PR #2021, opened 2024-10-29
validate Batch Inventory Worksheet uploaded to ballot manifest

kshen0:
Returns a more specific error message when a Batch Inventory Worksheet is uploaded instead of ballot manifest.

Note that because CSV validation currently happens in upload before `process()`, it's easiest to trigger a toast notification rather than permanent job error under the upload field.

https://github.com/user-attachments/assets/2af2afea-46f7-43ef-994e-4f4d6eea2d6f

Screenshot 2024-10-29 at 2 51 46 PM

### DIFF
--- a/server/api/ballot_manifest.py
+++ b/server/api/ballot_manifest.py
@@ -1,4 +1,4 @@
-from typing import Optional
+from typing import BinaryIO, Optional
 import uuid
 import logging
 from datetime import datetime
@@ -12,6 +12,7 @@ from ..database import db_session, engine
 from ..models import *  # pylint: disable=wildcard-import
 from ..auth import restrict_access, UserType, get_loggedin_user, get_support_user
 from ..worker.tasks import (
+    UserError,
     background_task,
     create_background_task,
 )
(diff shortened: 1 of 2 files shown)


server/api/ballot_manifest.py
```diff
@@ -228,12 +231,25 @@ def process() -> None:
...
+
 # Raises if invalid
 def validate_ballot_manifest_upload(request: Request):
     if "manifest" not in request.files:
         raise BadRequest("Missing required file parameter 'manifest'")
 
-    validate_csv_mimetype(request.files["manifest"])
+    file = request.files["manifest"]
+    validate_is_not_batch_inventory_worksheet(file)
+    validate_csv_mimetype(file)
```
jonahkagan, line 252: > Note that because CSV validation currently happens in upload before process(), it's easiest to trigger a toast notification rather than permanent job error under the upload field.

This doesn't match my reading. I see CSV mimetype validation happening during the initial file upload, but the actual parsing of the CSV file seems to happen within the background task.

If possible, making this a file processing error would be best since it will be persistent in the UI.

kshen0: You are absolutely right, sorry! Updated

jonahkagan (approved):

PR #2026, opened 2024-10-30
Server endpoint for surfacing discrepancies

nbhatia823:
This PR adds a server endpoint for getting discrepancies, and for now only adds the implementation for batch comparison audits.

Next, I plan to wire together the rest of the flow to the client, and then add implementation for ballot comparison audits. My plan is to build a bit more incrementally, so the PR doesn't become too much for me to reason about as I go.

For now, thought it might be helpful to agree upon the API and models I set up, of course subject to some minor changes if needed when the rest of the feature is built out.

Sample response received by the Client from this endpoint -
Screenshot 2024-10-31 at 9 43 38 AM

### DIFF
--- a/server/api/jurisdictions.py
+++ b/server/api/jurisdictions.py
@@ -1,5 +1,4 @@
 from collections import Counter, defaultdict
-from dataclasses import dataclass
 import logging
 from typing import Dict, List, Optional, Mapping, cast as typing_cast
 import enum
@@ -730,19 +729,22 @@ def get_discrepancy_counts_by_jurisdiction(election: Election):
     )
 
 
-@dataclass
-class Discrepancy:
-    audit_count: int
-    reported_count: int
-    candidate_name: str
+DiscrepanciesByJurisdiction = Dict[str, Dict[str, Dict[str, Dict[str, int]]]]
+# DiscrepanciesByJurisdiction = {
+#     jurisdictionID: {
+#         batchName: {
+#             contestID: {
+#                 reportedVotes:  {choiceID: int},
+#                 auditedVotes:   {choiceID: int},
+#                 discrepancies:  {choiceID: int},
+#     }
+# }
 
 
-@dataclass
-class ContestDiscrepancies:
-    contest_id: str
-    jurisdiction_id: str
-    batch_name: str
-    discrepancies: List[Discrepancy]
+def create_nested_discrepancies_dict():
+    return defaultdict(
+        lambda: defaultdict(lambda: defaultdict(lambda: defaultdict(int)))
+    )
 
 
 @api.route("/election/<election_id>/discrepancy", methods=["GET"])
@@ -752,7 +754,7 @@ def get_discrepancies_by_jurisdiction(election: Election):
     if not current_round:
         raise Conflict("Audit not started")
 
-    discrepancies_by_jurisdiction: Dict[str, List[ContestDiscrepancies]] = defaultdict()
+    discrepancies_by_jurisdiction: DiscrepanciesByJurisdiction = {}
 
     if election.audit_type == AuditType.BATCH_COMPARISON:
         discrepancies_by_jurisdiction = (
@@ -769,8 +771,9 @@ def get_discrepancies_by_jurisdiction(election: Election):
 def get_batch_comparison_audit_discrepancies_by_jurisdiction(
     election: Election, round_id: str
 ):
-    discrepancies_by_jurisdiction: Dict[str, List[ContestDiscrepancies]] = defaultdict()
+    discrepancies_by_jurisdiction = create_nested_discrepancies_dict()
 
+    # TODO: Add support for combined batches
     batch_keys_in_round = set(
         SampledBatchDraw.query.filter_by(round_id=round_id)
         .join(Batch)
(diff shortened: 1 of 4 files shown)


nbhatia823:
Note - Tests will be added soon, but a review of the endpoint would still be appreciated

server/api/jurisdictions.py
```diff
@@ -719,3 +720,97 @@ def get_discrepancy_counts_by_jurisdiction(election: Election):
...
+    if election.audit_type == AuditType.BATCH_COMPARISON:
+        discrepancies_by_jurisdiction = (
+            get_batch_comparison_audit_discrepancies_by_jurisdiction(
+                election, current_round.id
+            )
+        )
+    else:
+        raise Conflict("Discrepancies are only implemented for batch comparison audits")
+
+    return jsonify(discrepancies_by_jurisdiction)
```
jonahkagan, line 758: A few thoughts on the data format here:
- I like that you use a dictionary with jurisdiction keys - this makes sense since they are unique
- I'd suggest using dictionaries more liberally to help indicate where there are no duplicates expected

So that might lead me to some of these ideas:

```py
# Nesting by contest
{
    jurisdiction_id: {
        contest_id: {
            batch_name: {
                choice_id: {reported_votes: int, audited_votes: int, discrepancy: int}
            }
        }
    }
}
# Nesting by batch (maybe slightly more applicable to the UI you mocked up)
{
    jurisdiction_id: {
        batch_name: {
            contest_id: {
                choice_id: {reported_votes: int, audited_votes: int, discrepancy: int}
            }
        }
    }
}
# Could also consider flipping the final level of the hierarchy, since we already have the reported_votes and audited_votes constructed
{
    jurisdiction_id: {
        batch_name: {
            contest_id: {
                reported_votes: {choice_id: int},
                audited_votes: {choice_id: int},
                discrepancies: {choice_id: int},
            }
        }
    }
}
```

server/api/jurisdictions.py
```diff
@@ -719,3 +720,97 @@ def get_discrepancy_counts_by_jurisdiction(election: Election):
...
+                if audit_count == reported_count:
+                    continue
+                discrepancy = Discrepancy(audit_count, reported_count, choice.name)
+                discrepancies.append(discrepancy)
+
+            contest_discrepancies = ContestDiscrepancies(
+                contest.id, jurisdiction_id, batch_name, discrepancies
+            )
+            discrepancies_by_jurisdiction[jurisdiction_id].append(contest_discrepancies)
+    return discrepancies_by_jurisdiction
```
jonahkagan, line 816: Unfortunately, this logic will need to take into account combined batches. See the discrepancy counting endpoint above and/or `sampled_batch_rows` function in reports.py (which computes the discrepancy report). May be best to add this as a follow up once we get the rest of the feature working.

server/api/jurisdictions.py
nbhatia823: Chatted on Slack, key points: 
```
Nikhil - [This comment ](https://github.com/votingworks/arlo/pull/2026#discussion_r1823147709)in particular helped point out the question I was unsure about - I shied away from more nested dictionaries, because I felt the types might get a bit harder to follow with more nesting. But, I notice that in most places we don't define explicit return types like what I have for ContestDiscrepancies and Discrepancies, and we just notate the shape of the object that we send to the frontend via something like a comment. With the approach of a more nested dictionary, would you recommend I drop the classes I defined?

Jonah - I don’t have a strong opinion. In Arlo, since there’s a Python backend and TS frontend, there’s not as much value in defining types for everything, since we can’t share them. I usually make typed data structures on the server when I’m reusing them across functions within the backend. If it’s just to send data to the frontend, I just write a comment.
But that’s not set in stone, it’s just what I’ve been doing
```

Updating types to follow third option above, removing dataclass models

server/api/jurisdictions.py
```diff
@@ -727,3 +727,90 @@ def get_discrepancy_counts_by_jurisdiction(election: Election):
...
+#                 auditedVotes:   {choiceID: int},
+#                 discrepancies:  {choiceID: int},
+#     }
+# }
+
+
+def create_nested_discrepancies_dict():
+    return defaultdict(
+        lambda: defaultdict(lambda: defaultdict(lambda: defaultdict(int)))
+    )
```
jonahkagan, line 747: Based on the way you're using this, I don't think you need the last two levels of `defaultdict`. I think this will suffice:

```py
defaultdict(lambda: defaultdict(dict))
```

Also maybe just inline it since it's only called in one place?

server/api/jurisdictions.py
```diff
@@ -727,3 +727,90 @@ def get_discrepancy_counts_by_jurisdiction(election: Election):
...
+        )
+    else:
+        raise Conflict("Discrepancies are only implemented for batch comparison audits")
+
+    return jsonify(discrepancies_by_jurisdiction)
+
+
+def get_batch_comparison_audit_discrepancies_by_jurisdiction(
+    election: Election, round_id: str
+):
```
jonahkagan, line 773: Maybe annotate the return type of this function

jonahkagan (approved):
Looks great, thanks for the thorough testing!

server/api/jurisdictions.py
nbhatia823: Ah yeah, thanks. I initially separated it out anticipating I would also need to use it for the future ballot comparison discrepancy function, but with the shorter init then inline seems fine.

* * * * * * *

Problem ->
Go through the entries and return each line where the word "above" appears.

Task response ->
jonahkagan, line 816: Unfortunately, this logic will need to take into account combined batches. See the discrepancy counting endpoint above and/or `sampled_batch_rows` function in reports.py (which computes the discrepancy report). May be best to add this as a follow up once we get the rest of the feature working.
Updating types to follow third option above, removing dataclass models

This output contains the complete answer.